Reproduce the data exactly; no word may be added or dropped.

* EXCERPTED RECORDS *
__________

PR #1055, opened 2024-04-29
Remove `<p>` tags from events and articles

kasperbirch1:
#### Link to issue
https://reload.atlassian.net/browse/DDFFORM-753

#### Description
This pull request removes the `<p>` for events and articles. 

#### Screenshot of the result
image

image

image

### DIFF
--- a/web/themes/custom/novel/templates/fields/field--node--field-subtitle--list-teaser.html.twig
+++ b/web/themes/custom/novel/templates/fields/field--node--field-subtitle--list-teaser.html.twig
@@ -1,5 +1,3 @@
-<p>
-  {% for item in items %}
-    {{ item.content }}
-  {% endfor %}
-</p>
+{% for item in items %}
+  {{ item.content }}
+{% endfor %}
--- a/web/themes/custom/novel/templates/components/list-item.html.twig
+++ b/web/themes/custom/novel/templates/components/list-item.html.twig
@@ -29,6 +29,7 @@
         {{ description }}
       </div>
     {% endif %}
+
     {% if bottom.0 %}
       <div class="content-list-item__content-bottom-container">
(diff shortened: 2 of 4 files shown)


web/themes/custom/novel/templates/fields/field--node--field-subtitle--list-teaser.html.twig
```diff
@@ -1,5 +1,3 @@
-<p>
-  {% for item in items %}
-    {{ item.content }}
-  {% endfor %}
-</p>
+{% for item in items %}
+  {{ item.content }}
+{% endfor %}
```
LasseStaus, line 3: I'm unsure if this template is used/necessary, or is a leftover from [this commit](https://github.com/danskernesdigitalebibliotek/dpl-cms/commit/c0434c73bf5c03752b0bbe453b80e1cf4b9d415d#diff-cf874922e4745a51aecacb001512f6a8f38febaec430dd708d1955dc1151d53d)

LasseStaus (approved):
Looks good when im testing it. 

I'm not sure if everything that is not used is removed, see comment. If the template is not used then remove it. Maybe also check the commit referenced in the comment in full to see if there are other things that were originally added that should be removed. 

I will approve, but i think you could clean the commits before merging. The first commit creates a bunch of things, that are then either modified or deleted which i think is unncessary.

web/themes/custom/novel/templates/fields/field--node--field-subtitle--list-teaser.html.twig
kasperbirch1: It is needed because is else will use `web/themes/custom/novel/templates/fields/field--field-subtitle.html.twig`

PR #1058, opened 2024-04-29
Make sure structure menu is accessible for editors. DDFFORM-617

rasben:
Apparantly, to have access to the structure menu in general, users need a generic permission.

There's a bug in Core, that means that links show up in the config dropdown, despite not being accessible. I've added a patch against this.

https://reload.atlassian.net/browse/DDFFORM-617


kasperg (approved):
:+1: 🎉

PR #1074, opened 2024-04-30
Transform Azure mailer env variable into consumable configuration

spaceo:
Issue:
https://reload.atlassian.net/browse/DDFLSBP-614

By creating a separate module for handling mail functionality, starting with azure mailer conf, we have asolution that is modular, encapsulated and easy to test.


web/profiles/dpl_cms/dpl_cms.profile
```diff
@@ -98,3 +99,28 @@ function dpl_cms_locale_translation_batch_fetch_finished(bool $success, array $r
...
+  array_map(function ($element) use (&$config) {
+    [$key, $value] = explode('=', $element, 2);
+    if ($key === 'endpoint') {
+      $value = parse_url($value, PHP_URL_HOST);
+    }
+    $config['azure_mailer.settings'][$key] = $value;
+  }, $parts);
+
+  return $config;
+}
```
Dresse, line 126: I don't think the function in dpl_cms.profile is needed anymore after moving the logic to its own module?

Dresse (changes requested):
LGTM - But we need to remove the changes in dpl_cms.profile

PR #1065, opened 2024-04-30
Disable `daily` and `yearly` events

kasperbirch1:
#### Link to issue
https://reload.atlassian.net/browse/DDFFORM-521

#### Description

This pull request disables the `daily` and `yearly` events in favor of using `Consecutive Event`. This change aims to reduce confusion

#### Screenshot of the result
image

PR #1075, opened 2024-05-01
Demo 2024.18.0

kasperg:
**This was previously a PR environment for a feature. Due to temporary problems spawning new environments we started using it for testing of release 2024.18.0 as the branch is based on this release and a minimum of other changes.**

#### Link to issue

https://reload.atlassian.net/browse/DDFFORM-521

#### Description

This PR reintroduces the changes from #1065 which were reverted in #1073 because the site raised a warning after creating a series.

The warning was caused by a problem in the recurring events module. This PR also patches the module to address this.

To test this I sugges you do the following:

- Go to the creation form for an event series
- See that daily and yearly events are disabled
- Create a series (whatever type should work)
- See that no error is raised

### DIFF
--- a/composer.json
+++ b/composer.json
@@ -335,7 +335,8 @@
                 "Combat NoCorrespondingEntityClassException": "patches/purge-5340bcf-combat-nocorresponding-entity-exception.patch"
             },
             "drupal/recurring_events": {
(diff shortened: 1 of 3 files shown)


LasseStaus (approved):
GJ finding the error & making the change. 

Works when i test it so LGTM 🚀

__________

* TASK RESPONSE *
PR #1055, opened 2024-04-29
Remove `<p>` tags from events and articles

kasperbirch1:
#### Link to issue
https://reload.atlassian.net/browse/DDFFORM-753

#### Description
This pull request removes the `<p>` for events and articles. 

#### Screenshot of the result
image

image

image

### DIFF
--- a/web/themes/custom/novel/templates/fields/field--node--field-subtitle--list-teaser.html.twig
+++ b/web/themes/custom/novel/templates/fields/field--node--field-subtitle--list-teaser.html.twig
@@ -1,5 +1,3 @@
-<p>
-  {% for item in items %}
-    {{ item.content }}
-  {% endfor %}
-</p>
+{% for item in items %}
+  {{ item.content }}
+{% endfor %}
--- a/web/themes/custom/novel/templates/components/list-item.html.twig
+++ b/web/themes/custom/novel/templates/components/list-item.html.twig
@@ -29,6 +29,7 @@
         {{ description }}
       </div>
     {% endif %}
+
     {% if bottom.0 %}
       <div class="content-list-item__content-bottom-container">
(diff shortened: 2 of 4 files shown)


web/themes/custom/novel/templates/fields/field--node--field-subtitle--list-teaser.html.twig
```diff
@@ -1,5 +1,3 @@
-<p>
-  {% for item in items %}
-    {{ item.content }}
-  {% endfor %}
-</p>
+{% for item in items %}
+  {{ item.content }}
+{% endfor %}
```
LasseStaus, line 3: I'm unsure if this template is used/necessary, or is a leftover from [this commit](https://github.com/danskernesdigitalebibliotek/dpl-cms/commit/c0434c73bf5c03752b0bbe453b80e1cf4b9d415d#diff-cf874922e4745a51aecacb001512f6a8f38febaec430dd708d1955dc1151d53d)

LasseStaus (approved):
Looks good when im testing it. 

I'm not sure if everything that is not used is removed, see comment. If the template is not used then remove it. Maybe also check the commit referenced in the comment in full to see if there are other things that were originally added that should be removed. 

I will approve, but i think you could clean the commits before merging. The first commit creates a bunch of things, that are then either modified or deleted which i think is unncessary.

web/themes/custom/novel/templates/fields/field--node--field-subtitle--list-teaser.html.twig
kasperbirch1: It is needed because is else will use `web/themes/custom/novel/templates/fields/field--field-subtitle.html.twig`

PR #1058, opened 2024-04-29
Make sure structure menu is accessible for editors. DDFFORM-617

rasben:
Apparantly, to have access to the structure menu in general, users need a generic permission.

There's a bug in Core, that means that links show up in the config dropdown, despite not being accessible. I've added a patch against this.

https://reload.atlassian.net/browse/DDFFORM-617


kasperg (approved):
:+1: 🎉

PR #1074, opened 2024-04-30
Transform Azure mailer env variable into consumable configuration

spaceo:
Issue:
https://reload.atlassian.net/browse/DDFLSBP-614

By creating a separate module for handling mail functionality, starting with azure mailer conf, we have asolution that is modular, encapsulated and easy to test.


web/profiles/dpl_cms/dpl_cms.profile
```diff
@@ -98,3 +99,28 @@ function dpl_cms_locale_translation_batch_fetch_finished(bool $success, array $r
...
+  array_map(function ($element) use (&$config) {
+    [$key, $value] = explode('=', $element, 2);
+    if ($key === 'endpoint') {
+      $value = parse_url($value, PHP_URL_HOST);
+    }
+    $config['azure_mailer.settings'][$key] = $value;
+  }, $parts);
+
+  return $config;
+}
```
Dresse, line 126: I don't think the function in dpl_cms.profile is needed anymore after moving the logic to its own module?

Dresse (changes requested):
LGTM - But we need to remove the changes in dpl_cms.profile

PR #1065, opened 2024-04-30
Disable `daily` and `yearly` events

kasperbirch1:
#### Link to issue
https://reload.atlassian.net/browse/DDFFORM-521

#### Description

This pull request disables the `daily` and `yearly` events in favor of using `Consecutive Event`. This change aims to reduce confusion

#### Screenshot of the result
image

PR #1075, opened 2024-05-01
Demo 2024.18.0

kasperg:
**This was previously a PR environment for a feature. Due to temporary problems spawning new environments we started using it for testing of release 2024.18.0 as the branch is based on this release and a minimum of other changes.**

#### Link to issue

https://reload.atlassian.net/browse/DDFFORM-521

#### Description

This PR reintroduces the changes from #1065 which were reverted in #1073 because the site raised a warning after creating a series.

The warning was caused by a problem in the recurring events module. This PR also patches the module to address this.

To test this I sugges you do the following:

- Go to the creation form for an event series
- See that daily and yearly events are disabled
- Create a series (whatever type should work)
- See that no error is raised

### DIFF
--- a/composer.json
+++ b/composer.json
@@ -335,7 +335,8 @@
                 "Combat NoCorrespondingEntityClassException": "patches/purge-5340bcf-combat-nocorresponding-entity-exception.patch"
             },
             "drupal/recurring_events": {
(diff shortened: 1 of 3 files shown)


LasseStaus (approved):
GJ finding the error & making the change. 

Works when i test it so LGTM 🚀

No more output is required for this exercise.